=== Problem requirements ===
Set out exactly every line of the entries below, starting at the line that holds "func loadTpFromDir(ctx context.Context, dir" and stopping after the line that holds "not fail if".

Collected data
**********
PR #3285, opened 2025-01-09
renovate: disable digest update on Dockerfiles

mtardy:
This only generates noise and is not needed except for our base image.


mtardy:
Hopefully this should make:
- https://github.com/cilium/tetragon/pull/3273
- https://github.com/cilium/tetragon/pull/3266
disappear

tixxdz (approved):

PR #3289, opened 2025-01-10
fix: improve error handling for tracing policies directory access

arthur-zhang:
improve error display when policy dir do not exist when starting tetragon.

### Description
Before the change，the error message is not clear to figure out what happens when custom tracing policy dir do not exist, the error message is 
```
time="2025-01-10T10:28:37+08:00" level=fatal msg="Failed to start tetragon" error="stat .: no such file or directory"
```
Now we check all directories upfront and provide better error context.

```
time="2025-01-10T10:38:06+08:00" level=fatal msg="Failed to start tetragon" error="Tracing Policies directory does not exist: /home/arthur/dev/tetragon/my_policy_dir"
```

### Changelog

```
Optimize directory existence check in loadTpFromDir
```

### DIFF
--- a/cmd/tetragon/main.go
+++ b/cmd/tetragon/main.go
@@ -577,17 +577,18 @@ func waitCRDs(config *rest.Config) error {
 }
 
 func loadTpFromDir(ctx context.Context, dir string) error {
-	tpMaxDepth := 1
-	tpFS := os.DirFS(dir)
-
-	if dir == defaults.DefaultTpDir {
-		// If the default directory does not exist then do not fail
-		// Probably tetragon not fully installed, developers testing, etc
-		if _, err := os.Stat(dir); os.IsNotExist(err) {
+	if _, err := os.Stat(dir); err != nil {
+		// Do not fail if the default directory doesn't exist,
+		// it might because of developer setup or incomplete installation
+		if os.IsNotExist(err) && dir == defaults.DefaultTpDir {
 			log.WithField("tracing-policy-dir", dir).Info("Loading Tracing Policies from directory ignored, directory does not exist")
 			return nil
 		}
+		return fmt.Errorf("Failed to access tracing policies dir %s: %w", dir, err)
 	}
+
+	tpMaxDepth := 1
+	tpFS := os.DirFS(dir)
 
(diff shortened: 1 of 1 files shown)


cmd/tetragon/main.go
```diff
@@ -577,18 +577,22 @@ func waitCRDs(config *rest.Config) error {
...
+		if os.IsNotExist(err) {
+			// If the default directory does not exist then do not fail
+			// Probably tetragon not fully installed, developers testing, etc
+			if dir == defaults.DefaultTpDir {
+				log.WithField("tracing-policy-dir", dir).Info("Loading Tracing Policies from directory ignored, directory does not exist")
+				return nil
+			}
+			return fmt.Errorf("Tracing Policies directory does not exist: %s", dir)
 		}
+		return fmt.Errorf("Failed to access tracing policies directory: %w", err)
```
**********
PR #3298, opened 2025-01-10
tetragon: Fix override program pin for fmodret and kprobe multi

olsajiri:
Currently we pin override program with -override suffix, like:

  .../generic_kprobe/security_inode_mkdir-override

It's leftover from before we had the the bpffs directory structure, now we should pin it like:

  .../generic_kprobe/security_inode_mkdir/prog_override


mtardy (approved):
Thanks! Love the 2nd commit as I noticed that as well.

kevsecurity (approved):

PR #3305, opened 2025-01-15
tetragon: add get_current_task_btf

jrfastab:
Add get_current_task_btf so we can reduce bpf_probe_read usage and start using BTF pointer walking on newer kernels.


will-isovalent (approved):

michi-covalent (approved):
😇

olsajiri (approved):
**********
=== Answer area ===
 func loadTpFromDir(ctx context.Context, dir string) error {
-	tpMaxDepth := 1
-	tpFS := os.DirFS(dir)
-
-	if dir == defaults.DefaultTpDir {
-		// If the default directory does not exist then do not fail
-		// Probably tetragon not fully installed, developers testing, etc
-		if _, err := os.Stat(dir); os.IsNotExist(err) {
+	if _, err := os.Stat(dir); err != nil {
+		// Do not fail if the default directory doesn't exist,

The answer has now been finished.